Comme le terme « Economie Sociale et Solidaire », le terme de « Développement Durable » réclame une clarification conceptuelle. L’ESS est-elle porteuse de modèles d’organisation et de gestion intégrant les logiques et dispositifs du DD ? Ou doit-on distinguer une ESS adaptée aux représentations du DD d’une ESS politique plus en phase avec les conceptions théoriques décroissantes ? Il s’agirait notamment ici de replacer les débats dans le contexte de l’émergence de ces deux notions et de la manière dont elles ont trouvé à s’articuler, mais aussi de comprendre les glissements sémantiques qui se sont opérés. Plus récemment, les deux approches ont connu de nombreuses variations. En témoigne la multiplication des théories, des projets et des mots qui les désignent. A l’heure où certains parlent d’effondrement, d’anthropocène ou de transition, à l’époque où un capitalisme numérique semble se différencier d’un capitalisme extractif, au moment où de nouvelles formes d’économie (collaborative, circulaire, etc.) et de nouvelles formes de résistance voient le jour (ZAD, décroissance, zone de gratuité, etc.), il semble en effet temps de redéfinir, de manière critique, les différents termes souvent employés comme synonymes dans l’espace médiatique. Il convient, également, de proposer des modélisations permettant de visualiser les ressemblances et les différences entre ces différentes notions. Tel est, en tout cas, l’objectif de cet axe qui s’efforcera également de mettre au centre de sa réflexion la question démocratique : peut-on avoir un développement durable sans une démocratie renouvelée et l’ESS peut-elle représenter ce nouveau projet démocratique ? L’ESS dans des zones non démocratiques est-elle encore de l’ESS ? Comment favoriser une participation démocratique des citoyen·nes aux enjeux actuels du DD et de l’ESS ?

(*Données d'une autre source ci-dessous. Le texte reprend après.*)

PR #35, opened 2018-12-12
install c/cpp debuggers

akosyakov:


akosyakov:
It will add 140 mb to the image, see https://github.com/gitpod-io/definitely-gp/pull/13#issuecomment-446546101

jankeromnes:
`gdb` is now installed:

https://github.com/gitpod-io/workspace-images/blob/7483dba33257382d28418f235329fdef12b0d31b/full/Dockerfile#L41

Let's re-open a pull request if we want to add `lldb` and/or `rr` in the future.

PR #39, opened 2018-12-12
Remove unnecessary ad-hoc Python installation

### LINKED ISSUE #38: Use system Python for internal purposes
As @AlexTugarev explained to me, we use both Python 2.7 (in some Node.js scripts) and Python 3.6 (for the language server). We install (currently 3.6.6) explicitly using `pyenv` version switcher.

In `buildpack-deps:cosmic` we currently base on, there's (currently) Python 2.7.15+ and Python 3.6.7 bundled. Therefore I suggest keeping `pyenv` in place (so that our users have freedom to download & use different versions), but not preinstall 3.6.6 and set is as default for 3.x - because we don't need it and as we base on a live distribution, the preinstalled version will probably get updated sooner than the explicit version we define anyway.

orucky:
Fixes #38.

It seems that our explicitely installed Python 3.6.6 via `pyenv` is unnecessary as there's already Python 3.6.7 in the system.

This PR removes it (though leaves `pyenv` in place for the convenience of our users).

Checked the layers size (`python-pip` package pulls half of Ubuntu repository in ;p) and:
  * before, the whole Python part measured 207 MB
  * now it would be 78 MB for `python-pip` + 3.48 MB `pyenv` + 17.2 MB the language server.
So half the size

Caveat: we must check that this way installed language server still works for our purposes.

### DIFF
--- a/full/Dockerfile
+++ b/full/Dockerfile
@@ -126,16 +126,18 @@ RUN curl -fsSL https://raw.githubusercontent.com/creationix/nvm/v0.33.11/install
         && npm install -g typescript"
 
 ### Python ###
-ARG PYENV_ROOT=$HOME/.pyenv
-RUN curl -fsSL https://github.com/pyenv/pyenv-installer/raw/master/bin/pyenv-installer | bash \
+    # 'system' Python >= 3.6 for Python language server
+RUN sudo apt-get update && sudo apt-get install -yq \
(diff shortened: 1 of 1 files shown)


orucky:
We discussed that with @AlexTugarev in person, it's something we don't want :-) Closing it!

PR #46, opened 2019-01-14
Install python-dev for all workspaces

### LINKED ISSUE #45: [python] Consider adding `pipenv`
`pipenv` is yet another layer to support individual project setups.

there are several ways to support project configurations, and `pipenv` should play nice with `pyenv`:

> Many python developers may have experienced several stages:
> - use shared system or user wide python environment
> - use virtualenv or virtualenv-wrapper
> - use pyenv
> - and now it's time to use pipenv
> 
> source: https://realpython.com/pipenv-guide/#comment-3874852797

the project config is written to [Pipfile](https://github.com/pypa/pipfile#pipfile)s.

jankeromnes:
~~Installing `pipenv` fixes #45.~~ (Merged separately: d4faa664f4e6def348a5e4b59921996a13b31f38)

Installing `python-dev` ~~and `python3-dev`~~ fixes issues like `fatal error: Python.h: No such file or directory` that sometimes happen when developing in Python using Gitpod.

### DIFF
--- a/full/Dockerfile
+++ b/full/Dockerfile
@@ -134,7 +134,8 @@ RUN curl -fsSL https://github.com/pyenv/pyenv-installer/raw/master/bin/pyenv-ins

Axe II : ESS et DD : Tensions et dissonances entre discours et pratiques
Il est souvent plus facile d’exprimer ce que n’est pas le développement durable (DD) que de le définir positivement. Son ambition originelle se focalise sur la conciliation problématique entre des intérêts économiques d’un régime plus responsable et vertueux et des impératifs de préservation des ressources. Les dimensions sociétales et démocratiques souffrent d’une insuffisante lisibilité et reconnaissance. Cette faiblesse apparaît d’autant plus préoccupante que le succès du DD doit pouvoir reposer sur une dynamique de solidarité, sur une prise de conscience des interdépendances et sur la participation de toutes et tous.
Ce défi est aussi celui que partagent les acteur·rices de l’économie sociale et solidaire (ESS) directement interpellés. Comment ces acteur·rices de l’ESS s’emparent du DD dans leur manière d’inventer des réponses concrètes par des projets de développement social et solidaire durable ? Comment les actions en faveur du DD des territoires ouvrent la voie aux initiatives émergentes de l’ESS ? S’agit-il d’expériences sociétales là aux d’autres y voient des opportunités expérimentales au service d’un capitalisme moral ou éthique? Comment l’ESS et le DD s’emparent-ils des questions de genre et d’égalité femme-homme? L’ESS peut-elle contribuer à la réalisation des Objectifs de Développement Durable (ODD) ? Les ODD conduisent-ils à une normalisation et une banalisation des actions des organisations de l’ESS ? On l’aura compris, l’accent sera porté sur les convergences entre ESS et DD mais aussi sur les angles morts et leurs divergences dans les objectifs et les stratégies des un·es et des autres. Cet axe offre l’occasion de croiser le regard sur des travaux empiriques centrés sur les enjeux et les défis de la coopération entre les acteur·rices du DD et de l’ESS. La dimension internationale sera mise en valeur, notamment pour discuter de la place de la culture mais aussi de la décolonisation dans la coopération Nord/Sud et de l’émergence d’une citoyenneté.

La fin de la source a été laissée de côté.